INSTRUCTIONS TO FOLLOW :: Within the records, which lines hold the string "class"? Report each one by copying it.

----- RECORDS SHOWN

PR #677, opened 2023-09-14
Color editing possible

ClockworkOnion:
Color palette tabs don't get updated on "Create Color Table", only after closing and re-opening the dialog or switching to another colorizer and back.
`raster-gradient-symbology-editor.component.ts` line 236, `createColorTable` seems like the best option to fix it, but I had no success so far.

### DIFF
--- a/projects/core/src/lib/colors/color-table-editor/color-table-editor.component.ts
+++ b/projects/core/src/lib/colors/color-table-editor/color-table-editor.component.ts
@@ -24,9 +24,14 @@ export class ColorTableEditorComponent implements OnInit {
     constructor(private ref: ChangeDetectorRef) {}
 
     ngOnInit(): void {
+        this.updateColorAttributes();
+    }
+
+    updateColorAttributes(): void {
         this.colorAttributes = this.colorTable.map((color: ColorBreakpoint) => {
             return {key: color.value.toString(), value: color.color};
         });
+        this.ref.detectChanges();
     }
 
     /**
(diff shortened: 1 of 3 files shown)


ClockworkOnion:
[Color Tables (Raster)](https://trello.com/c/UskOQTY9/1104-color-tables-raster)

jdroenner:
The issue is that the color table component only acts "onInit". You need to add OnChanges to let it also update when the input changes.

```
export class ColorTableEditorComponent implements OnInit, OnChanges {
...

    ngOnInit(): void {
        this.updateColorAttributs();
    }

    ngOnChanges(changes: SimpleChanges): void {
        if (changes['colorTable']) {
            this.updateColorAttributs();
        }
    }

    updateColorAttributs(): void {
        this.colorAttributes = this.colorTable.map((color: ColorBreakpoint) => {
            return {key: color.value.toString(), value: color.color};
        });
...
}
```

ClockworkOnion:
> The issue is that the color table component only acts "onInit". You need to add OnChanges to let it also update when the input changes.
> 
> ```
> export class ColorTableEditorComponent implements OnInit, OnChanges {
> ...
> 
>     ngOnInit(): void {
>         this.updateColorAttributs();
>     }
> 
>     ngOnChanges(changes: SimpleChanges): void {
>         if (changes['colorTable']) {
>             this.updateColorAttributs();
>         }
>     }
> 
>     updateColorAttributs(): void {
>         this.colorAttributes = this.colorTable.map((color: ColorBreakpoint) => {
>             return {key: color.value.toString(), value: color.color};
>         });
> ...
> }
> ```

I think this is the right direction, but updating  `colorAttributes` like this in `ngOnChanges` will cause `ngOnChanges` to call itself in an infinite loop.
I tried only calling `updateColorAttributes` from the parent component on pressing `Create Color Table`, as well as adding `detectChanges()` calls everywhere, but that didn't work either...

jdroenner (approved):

----------

ANSWER TO THIS EXERCISE ::
@@ -24,9 +24,14 @@ export class ColorTableEditorComponent implements OnInit {
export class ColorTableEditorComponent implements OnInit, OnChanges {
> export class ColorTableEditorComponent implements OnInit, OnChanges {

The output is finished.